Unit of Neurorehabilitation, Department of Neuroscience, Biomedicine, and Movement Sciences, University Hospital of Verona, University of Verona, Verona, Italy -
Department of Neuroscience, Biomedicine and Movement Sciences, University of Verona, Verona, Italy.
Eur J Phys Rehabil Med. 2021 Oct;57(5):831-840. doi: 10.23736/S1973-9087.21.06922-7. Epub 2021 May 27.
The rapid development of electromechanical and robotic devices has profoundly influenced neurorehabilitation. Growth in the scientific and technological aspects thereof is crucial for increasing the number of newly developed devices, and clinicians have welcomed such growth with enthusiasm. Nevertheless, improving the standard for the reporting clinical, technical, and normative aspects of such electromechanical and robotic devices remains an unmet need in neurorehabilitation. Accordingly, this study aimed to analyze the existing literature on electromechanical and robotic devices used in neurorehabilitation, considering the current clinical, technical, and regulatory classification systems.
Within the CICERONE Consensus Conference framework, studies on electromechanical and robotic devices used for upper- and lower-limb rehabilitation in persons with neurological disabilities in adulthood and childhood were reviewed. We have conducted a literature search using the following databases: MEDLINE, Cochrane Library, PeDro, Institute of Electrical and Electronics Engineers, Science Direct, and Google Scholar. Clinical, technical, and regulatory classification systems were applied to collect information on the electromechanical and robotic devices. The study designs and populations were investigated.
Overall, 316 studies were included in the analysis. More than half (52%) of the studies were randomised controlled trials (RCTs). The population investigated the most suffered from strokes, followed by spinal cord injuries, multiple sclerosis, cerebral palsy, and traumatic brain injuries. In total, 100 devices were described; of these, 19% were certified with the CE mark. Overall, the main type of device was an exoskeleton. However, end-effector devices were primarily used for the upper limbs, whereas exoskeletons were used for the lower limbs (for both children and adults).

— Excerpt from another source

PR #1005, opened 2024-03-08
Insert retry delay in installs in branch release workflow

spaceo:
We have the suspicion that the design system npm packages takes time in being ready. Let's wait a bit more for them to be available...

The current literature on robotic neurorehabilitation lacks detailed information regarding the technical characteristics of the devices used. This affects the understanding of the possible mechanisms underlying recovery. Unfortunately, many electromechanical and robotic devices are not provided with CE marks, strongly hindering the research on the clinical outcomes of rehabilitation treatments based on these devices. A more significant effort is needed to improve the description of the robotic devices used in neurorehabilitation in terms of the technical and functional details, along with high-quality RCT studies.
机电和机器人设备的快速发展深刻影响了神经康复。科学技术方面的发展对于增加新开发设备的数量至关重要,临床医生对此也热情欢迎。然而,提高神经康复中机电和机器人设备的临床、技术和规范方面的报告标准仍然是一个未满足的需求。因此,本研究旨在分析当前用于成人和儿童神经康复的机电和机器人设备的现有文献,同时考虑当前的临床、技术和监管分类系统。
在 CICERONE 共识会议框架内,对成人和儿童神经功能障碍患者使用的上下肢康复机电和机器人设备进行了研究。我们使用以下数据库进行了文献检索:MEDLINE、Cochrane 图书馆、PeDro、电气和电子工程师协会、Science Direct 和 Google Scholar。应用临床、技术和监管分类系统收集机电和机器人设备的信息。研究设计和人群进行了调查。
共有 316 项研究纳入分析。超过一半(52%)的研究为随机对照试验(RCT)。研究人群中最常见的是中风患者,其次是脊髓损伤、多发性硬化症、脑瘫和创伤性脑损伤患者。总共描述了 100 种设备;其中,19%获得了 CE 标志认证。总体而言,主要的设备类型是外骨骼。然而,末端效应器设备主要用于上肢,而外骨骼则用于下肢(儿童和成人)。
当前关于机器人神经康复的文献缺乏对所使用设备技术特征的详细信息。这影响了对康复潜在机制的理解。不幸的是,许多机电和机器人设备没有 CE 标志,严重阻碍了基于这些设备的康复治疗临床结果的研究。需要付出更大的努力,以提高神经康复中使用的机器人设备在技术和功能细节方面的描述,并开展高质量的 RCT 研究。